Electricity is vital to our everyday life. We assume that there will continuously be enough for us, but this is not always true. Each power plant has an upper limit to the amount of electricity it can generate. If the demand is greater than the supply, then there are brownouts and blackouts. As our population grows, the demand for electricity increases.

New power plants can be built to help meet the demand. Each power plant requires a source of input energy that is then converted to electricity. This conversion is most often done by creating steam that is driven through large, fan-like turbine blades. This causes the blades to rotate, and spin the shaft on which they are connected. The other end of the shaft is then used to generate electricity using the rotation and magnetic fields.

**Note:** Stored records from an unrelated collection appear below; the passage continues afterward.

PR #5969, opened 2021-04-13
Add x509.Name.rfc4514_attribute_name

mhils:
Follow up to #5959, which for some reason decided to self-close when I force-pushed. 🤷😃 

In short, this PR adds `x509.Name.rfc4514_attribute_name` to expose a (short-form) textual OID representation. I'm happy to change things around, let me know what you think.

### DIFF
--- a/src/cryptography/x509/name.py
+++ b/src/cryptography/x509/name.py
@@ -118,6 +118,13 @@ class NameAttribute(object):
     def value(self) -> str:
         return self._value
 
+    @property
+    def rfc4514_attribute_name(self) -> str:
+        """
+        The short attribute name (for example "CN") if available, otherwise the OID dotted string.
+        """
+        return _NAMEOID_TO_NAME.get(self.oid, self.oid.dotted_string)
+
     def rfc4514_string(self) -> str:
         """
         Format as RFC4514 Distinguished Name string.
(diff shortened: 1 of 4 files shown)


alex (commented):
Please add this to `docs/x509/reference.rst` and add a test for it. Thanks.

alex (approved):

src/cryptography/x509/name.py
```diff
@@ -118,15 +118,21 @@ def oid(self) -> ObjectIdentifier:
     def value(self) -> str:
         return self._value
 
+    @property
+    def rfc4514_attribute_name(self) -> str:
+        """
+        The short attribute name (for example "CN") if available, otherwise the OID dotted string.
```
alex, line 124: Line is too long, please wrap at 80 cols.

src/cryptography/x509/name.py
```diff
@@ -118,15 +118,21 @@ def oid(self) -> ObjectIdentifier:
...
     def rfc4514_string(self) -> str:
         """
         Format as RFC4514 Distinguished Name string.
 
         Use short attribute name if available, otherwise fall back to OID
         dotted string.
         """
-        key = _NAMEOID_TO_NAME.get(self.oid, self.oid.dotted_string)
-        return "%s=%s" % (key, _escape_dn_value(self.value))
+        return "%s=%s" % (self.rfc4514_attribute_name, _escape_dn_value(self.value))
```
alex, line 135: This will also need to be line-wrapped. (Running black should do it automatically!)

mhils: Fixed, thanks! And sorry for the repeated turnarounds. Seems like I really need to get used to more zealous CI checks :)

alex (approved):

The input energy can be fuel, such as coal, oil, or natural gas. Burning the fuel heats the water to create the steam for the turbines. Fossil fuels are non-renewable energy resources that create a variety of pollution when burned. Solar energy is also used to heat water and create steam for the turbines. Since it does not have to be burned, there are no bad by-products or pollution. However, solar energy is not very efficient for this process. The energy given off from the splitting of atoms during nuclear fission is another input source for creating the steam. Nuclear power generates radioactive by products during the fission process. Geothermal energy from within the earth can be used to heat the steam that spins the turbine blades. There are very few locations around the world where geothermal temperatures are high enough to be used as the input energy.

There are also ways of generating electricity without using steam to spin turbine blades. Hydropower uses water that is falling to spin turbine blades. Usually a dam is required to maintain the water height, and this impacts the water life in the area as fish can no longer travel upstream.

Have students complete the Preparation Worksheet for homework to gain a better understanding of the nation's energy problems and the types of energy resources available.

Part 1: Establish the Baseline - Who needs electricity, and how much do they need?

1. Divide the students into groups and pass out Worksheet 1 to each group. Lead a discussion about who uses electricity. Which type of user (home, transportation, businesses, and industry) do the students think are the largest consumers of electricity? Which group uses the least amount? What is the justification of the students for how these compare?
2. Have each group estimate on Worksheet 1 the percentage of electricity used by the four types of users.
3. Compare the predictions of each group. As a class, decide if you want to use the average value from the predictions for all the groups, or if each group wants to use their own predictions. These estimates will be contrasted to actual numbers gathered by the groups.
4. If you have access to the internet, have the groups research what the actual average breakdown is for each of the groups. If internet access is not available, or time does not permit, use the values provided on the Leaders Resource Page attached.
5. Have the groups use the personal electricity data they have brought with them. What is the average kW/hr use for the group? Share this information to determine kW/hr average for the entire class.
6. Discuss the resulting average and how it might vary over the course of a day, month, and year. Is there an overall group consensus on a peak demand time for electricity? Does it vary based upon the type of user? Does it vary based upon the location in the country?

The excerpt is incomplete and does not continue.